Is there any correlation?
Nielsen says Trump's portion of his border-crisis speech grabbed a preliminary 28.1 household rating in
metered markets on ABC, CBS, Fox, NBC, CNN, Fox News and NBC. The Democratic response -- the Rep. Nancy Pelosi-Sen. Chuck Schumer rebuttal -- was higher, at a 29.3 household number.
For some
history for these types of big news events, in September 2014, a President Obama-White House speech on the Islamic State of Iraq
and Syria (ISIS) pulled in 34 million viewers, according to Nielsen, when looking at 14 networks.

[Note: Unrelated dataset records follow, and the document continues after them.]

PR #1073, opened 2017-09-10
fix some issues reported by PhpStorm inspections

Haehnchen:
This pr fixes some PhpStorm inspections together with _Php Inspections (EA Extended)_. Just fixed some of them that were clear to me.

### DIFF
--- a/src/Behat/Behat/Context/Environment/Handler/ContextEnvironmentHandler.php
+++ b/src/Behat/Behat/Context/Environment/Handler/ContextEnvironmentHandler.php
@@ -140,7 +140,8 @@ final class ContextEnvironmentHandler implements EnvironmentHandler
                 $arguments = array();
 
                 if (is_array($context)) {
-                    $class = current(array_keys($context));
+                    $keys = array_keys($context);
+                    $class = current($keys);
                     $arguments = $context[$class];
                 }
 
--- a/src/Behat/Behat/Context/Reader/AnnotatedContextReader.php
+++ b/src/Behat/Behat/Context/Reader/AnnotatedContextReader.php
@@ -196,7 +196,7 @@ final class AnnotatedContextReader implements ContextReader
      */
     private function isNotAnnotation($docLine)
     {
-        return '@' !== substr($docLine, 0, 1);
+        return '@' !== $docLine[0];
     }
 
     /**
--- a/src/Behat/Behat/Output/Node/Printer/Helper/StepTextPainter.php
+++ b/src/Behat/Behat/Output/Node/Printer/Helper/StepTextPainter.php
@@ -58,7 +58,7 @@ final class StepTextPainter
         $paramStyle = $style . '_param';
 
         // If it's just a string - skip
-        if ('/' !== substr($regex, 0, 1)) {
+        if ('/' !== $regex[0]) {
             return $text;
         }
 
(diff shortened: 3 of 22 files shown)


everzet:
You broke tests.

src/Behat/Behat/Context/Reader/AnnotatedContextReader.php
```diff
@@ -196,7 +196,7 @@ private function isEmpty($docLine)
      */
     private function isNotAnnotation($docLine)
     {
-        return '@' !== substr($docLine, 0, 1);
+        return '@' !== $docLine[0];
```
pfrenssen: PHPStorm suggests this as an improvement? This makes it less clear to me, I know this works and that you can retrieve individual characters in a string by accessing them using the array key syntax, but the original code is much easier to understand for a human being.

src/Behat/Testwork/Argument/PregMatchArgumentOrganiser.php
```diff
@@ -62,7 +62,8 @@ private function cleanupMatchDuplicates(array $match)
         $arguments = array();
 
         $keys = array_keys($cleanMatch);
-        for ($keyIndex = 0; $keyIndex < count($keys); $keyIndex++) {
+        $keysCount = count($keys);
+        for ($keyIndex = 0; $keyIndex < $keysCount; $keyIndex++) {
```
pfrenssen: How about `foreach()`?

src/Behat/Behat/Context/Reader/AnnotatedContextReader.php
stof: and this code breaks for an empty string

src/Behat/Testwork/Argument/PregMatchArgumentOrganiser.php
stof: they keyIndex is sometimes incremented manually inside the loop, so a foreach cannot be used.

src/Behat/Behat/Output/Node/Printer/Helper/StepTextPainter.php
```diff
@@ -58,7 +58,7 @@ public function paintText($text, Definition $definition, TestResult $result)
         $paramStyle = $style . '_param';
 
         // If it's just a string - skip
-        if ('/' !== substr($regex, 0, 1)) {
+        if ('/' !== $regex[0]) {
```
stof: this breaks in case of empty string

src/Behat/Behat/Context/Reader/AnnotatedContextReader.php
kalessil: Covered here:
```php
           if ($this->isEmpty($docLine)) {
                continue;
            }
            if ($this->isNotAnnotation($docLine)) {
                continue;
            }
```
I'd suggest even to simplify `if ($this->isEmpty($docLine) || $this->isNotAnnotation($docLine)) ...`

src/Behat/Behat/Context/Environment/Handler/ContextEnvironmentHandler.php
```diff
@@ -140,7 +140,8 @@ function ($context) {
                 $arguments = array();
 
                 if (is_array($context)) {
-                    $class = current(array_keys($context));
+                    $keys = array_keys($context);
+                    $class = current($keys);
```
kalessil: PhpStrom stubs bug: https://github.com/JetBrains/phpstorm-stubs/commit/2aa970a6cad16b775bc958400114711184fed6c8, I'd suggest reverting.

src/Behat/Testwork/Argument/PregMatchArgumentOrganiser.php
kalessil: `for ($keyIndex = 0, $keysCount = count($keys); ...)` would be more semantically correct IMO

PR #1075, opened 2017-09-13
Fix PHP 5.3 compatibility

smoorhouse11:
Removed short array syntax to maintain php 5.3 style. I believe this is a bug since composer.json still has a PHP requirement value of >= 5.3.3.


everzet:
Thank you for spot and fix :)

Issue #1080, opened 2017-09-24
Autowiring not existing classes


Taluu:
Hello,

Just trying the new autowire feature. The thing is, I have a nullable constructor argument with an object typehint, which *can* be an not existing class.

```php
<?php
function __construct(NotExistingClass $class = null)
```

If used with autowire, we have a `ReflectionException` saying that `NotExistingClass` does not exist.

I think that if this argument is nullable (has a `null` default value or has a nullable typehint since 7.1), if the class does not exist, it should use `null` instead.

This case can happen on extension proposing contexts. For example, my extension Behapi *can* use twig but does *not* require it. If it is not available, it is set to `null` and then silently ignored.

Taluu:
As #1081 was merged in 3.5, it's safe to close. :}

PR #1081, opened 2017-09-24
Fix autowiring null

Taluu:
Ref #1080, but not sure it really fixes it, as we still have a problem if the class is not loadable (because it doesn't exist). But IMO this is not the concern of the autowirer, but more the responsability of the organizers...

### DIFF
--- a/CHANGELOG.md
+++ b/CHANGELOG.md
@@ -5,6 +5,9 @@ The format is based on [Keep a Changelog](http://keepachangelog.com/)
 and this project adheres to [Semantic Versioning](http://semver.org/).
 
 ## [Unreleased]
+### Fixed
+  * [#1081](https://github.com/Behat/Behat/pull/1081): Do not use isset to be
+    able to check for intentional `null` values when autowiring contexts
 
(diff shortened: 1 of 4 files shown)


Taluu:
Nevermind, solved the problem with the last commit, a `try... catch ReflectionException` was all it needed. :}

everzet:
@Taluu you used slightly wrong assertion class. Can you update and I'll merge?

Taluu:
You mean using the namespaced one instead ? Sure, I'll rebase while I'm at it then.

Taluu:
Rebased and fixed the correct class. :}

everzet:
@Taluu top one, man :)

Taluu:
You mean in the Autowirer ? Looks good to me, It should not autowire if the key / argument exists in the index or the arguments or if the class can't be loaded ?

Unless I'm reading it wrong.

Taluu:
A shot in the dark : Ping ? @ciaranmcnulty @stof @everzet

ciaranmcnulty:
Thanks, @Taluu

PR #1095, opened 2017-10-24
Update dependencies to allow Symfony 4.x-components.

dbrumann:

PR #1096, opened 2017-10-27
Allow to use latest PHPUnit but keep the compatibility with legacy versions

jakzal:
Latest 4.8.36 comes with compatibility layer, so we can start using PHPUnit namespaces while continue using the 4.8 branch on legacy PHP versions. This will work even on PHP 5.3.

Note that [currently phpunit is not run on Travis](https://travis-ci.org/Behat/Behat/jobs/282180374#L519) with 7.x. phpunit can't find any tests.

screen shot 2017-10-27 at 11 00 48

### DIFF
--- a/composer.json
+++ b/composer.json
@@ -31,7 +31,7 @@
 
     "require-dev": {
         "symfony/process": "~2.5|~3.0",
-        "phpunit/phpunit": "~4.5",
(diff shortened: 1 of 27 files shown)


jakzal:
This should also help with #1095

spolischook:
:+1:

Issue #994, opened 2017-02-02
Symfony's class loader will be deprecated in 3.3+


Taluu:
cf symfony/symfony#21353 : Instead of using Symfony's autoloader in the Autoloaders, we should consider using Composer's. See the mentionned PR on symfony for more details.

stof:
I'd rather deprecate the behat autoloading config entirely, in favor of the ``autoload-dev`` feature of composer (which did not exist at the time it was added in Behat)

ciaranmcnulty:
That's a good choice for Symfony projects, and similar 'modern' frameworks but not all projects use composer - consider a user running Wordpress and using behat.phar

I do agree we should encourage Composer usage, and we could do so in the current version of Behat by updating the documentation to include composer by default, but we need to consider how it will work in the use case of Behat as a stand-alone tool.

everzet:
@ciaranmcnulty I think the key message here is that Symfony autoloader we use for this feature really goes away. Which means that if we are to support this feature in the future, we should either copy the component into our codebase or reimplement it.

So our choice is:

1. Drop the feature
2. Copy-paste Autoloader component into Behat core
3. Reimplement Autoloader in Behat core
4. Switch to using Composer autoloader

Dropping the feature does make it tricky to use `behat.phar`. But I'd rather bundle `Composer` into PHAR stub than drag dead component over.

stof:
We have the Composer ClassLoader class inside the phar, as Behat itself uses composer.

everzet:
Yup. I meant exactly reappropriating that thing to autoload `features/bootstrap`

stof:
Btw, using it should be a no-brainer, as the API of ``Symfony\Component\ClassLoader\ClassLoader`` is similar to the one of ``Composer\Autoload\ClassLoader``

everzet:
I do think autoloading feature should be turned off in non-phar version of 4.x

stof:
and probably even in phar versions when we can load the project-level composer autoloading file (we should warn users about using the composer autoload-dev for such cases even in 3.x)

tristanbes:
What's the status of this since 3.3 is almost due date 📦  ?

MisterGlass:
I just ran an upgrade and am now running into the deprecation error every time I run tests. Is there any update/timeline on this?

Taluu:
[...]

PR #1107, opened 2017-11-28
symfony/class-loader 4.0 doesn't exist

dunglas:
The Symfony's ClassLoader component has been deprecated in favor of Composer and doesn't exist in version 4.
This PR removes the invalid version, but some work need to be done to refactor classes using this component.


Taluu:
See #994. What you are proposing here is a temporary solution, as removing it would break BC.

dunglas:
It’s just a quick improvement, because classloader v4 doesn’t exist and will not.

Taluu:
Yep, it seems I forgot to add a :+1: :}

PR #1109, opened 2017-12-08
Update .travis.yml

DonCallisto:


DonCallisto:
In a project of mine, `--prefer-lowest` makes behat fail. Let's test here and see what's no good.

DonCallisto:
Ok, I've noticed that behat 2 is not maintained anymore. So I'm gonna raise this into my `composer.json` file.

PR #1111, opened 2017-12-11
Feature: Enable to change Suite after initialization object

spolischook:
This is needed for change Suite after it's creation.

### DIFF
--- a/src/Behat/Testwork/Suite/Suite.php
+++ b/src/Behat/Testwork/Suite/Suite.php
@@ -48,12 +48,4 @@ interface Suite
      * @return mixed
      */
     public function getSetting($key);
-
-    /**
-     * Set key value pair to the settings
-     *
-     * @param string $key
-     * @param mixed $value
-     */
-    public function setSetting($key, $value);
 }
--- a/src/Behat/Testwork/Suite/Suite.php
+++ b/src/Behat/Testwork/Suite/Suite.php
@@ -48,4 +48,12 @@ interface Suite
      * @return mixed
      */
     public function getSetting($key);
+
+    /**
+     * Set key value pair to the settings
+     *
+     * @param string $key
+     * @param mixed $value
+     */
+    public function setSetting($key, $value);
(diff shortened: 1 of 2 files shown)


src/Behat/Testwork/Suite/Suite.php
```diff
@@ -48,4 +48,12 @@ public function hasSetting($key);
...
      */
     public function getSetting($key);
+
+    /**
+     * Set key value pair to the settings
+     *
+     * @param string $key
+     * @param mixed $value
+     */
+    public function setSetting($key, $value);
```
Taluu: That's a BC break. Do not add methods to the interface (the class is OK though)

spolischook: @Taluu I know that this is Bc break, but it's more convenient to relay on interface

spolischook:
@Taluu In our case we are redistribute suites after it's configurations according to statistic of suite duration. So we are make auto generated suites that will execute approx same time, see [OroBehatStatisticExtension](https://github.com/oroinc/platform/tree/master/src/Oro/Bundle/TestFrameworkBundle/BehatStatisticExtension)

src/Behat/Testwork/Suite/Suite.php
Taluu: It may be more convenient but it's still a BC break, so you'll have to comment out this one.

everzet:
@spolischook I know I'm late with comment, but as @Taluu said, we need to respect BC.

spolischook:
BC break removed.

ciaranmcnulty:
@spolischook Can you add a new interface that extends Suite, and have GenericSuite implement it? This would mean you can rely on an interface still

Just adding it to the concrete class risks us breaking your code in future by not respecting the BC

pamil:
@spolischook have you seen if https://github.com/FriendsOfBehat/SuiteSettingsExtension addresses your issue?

PR #1116, opened 2018-01-20
Uniq filename for xml file

tikolakin:
Hi there,
I encountered issue with reports file names. As far as junit report create a xml file with the name of a suite it makes difficulties to manage those files if we run tests in parallel 
So far we solved it with separate folder for each report file
Now we are adding another xml reporter and managing files became complicated

Any suggestion for a filename?
Thanks


spolischook:
For parallel execution we are using generating divided suites with auto generated names, like User_1 User_2

tikolakin:
we could do it, but we do not generate suites.
our solution is very simple - we parse `./features` then behat executes a single feature
based on behat config - all report files are placed in the same folder - and it's a think we want to improve

spolischook:
Use uniqid is not a perfect deal, because it will litter the report directory. Use the build number should make a deal.

spolischook:
Also you can change the directory for output for each run and this is should resolve your issue

tikolakin:
so, at the time being, we do create a separate folder for each xml file
to do this we have to manage it with BEHAT_PARAMS, where we provide a report path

The approval rating back then for Obama was 45.7%. Factoring in “disapproval”
meant a net approval for Obama was at a negative 3.4% percentage points. We don’t have any results of any post-Republican TV rating response.
Looking at like-to-like length of
presidential days in office, through 720 days (January 9, 2019), Trump is at a net approval rating of negative 12.7 percentage points. Through the same number of days in the White House, President
Obama climbed into a net positive on the approval/disapproval numbers -- 1.9 percentage points.
Nielsen TV data does not tell all; nor do approval ratings. Specific voter polling can typically
reveal deeper attributes. In the age of growing “Big Data,” first-party data will become even more important.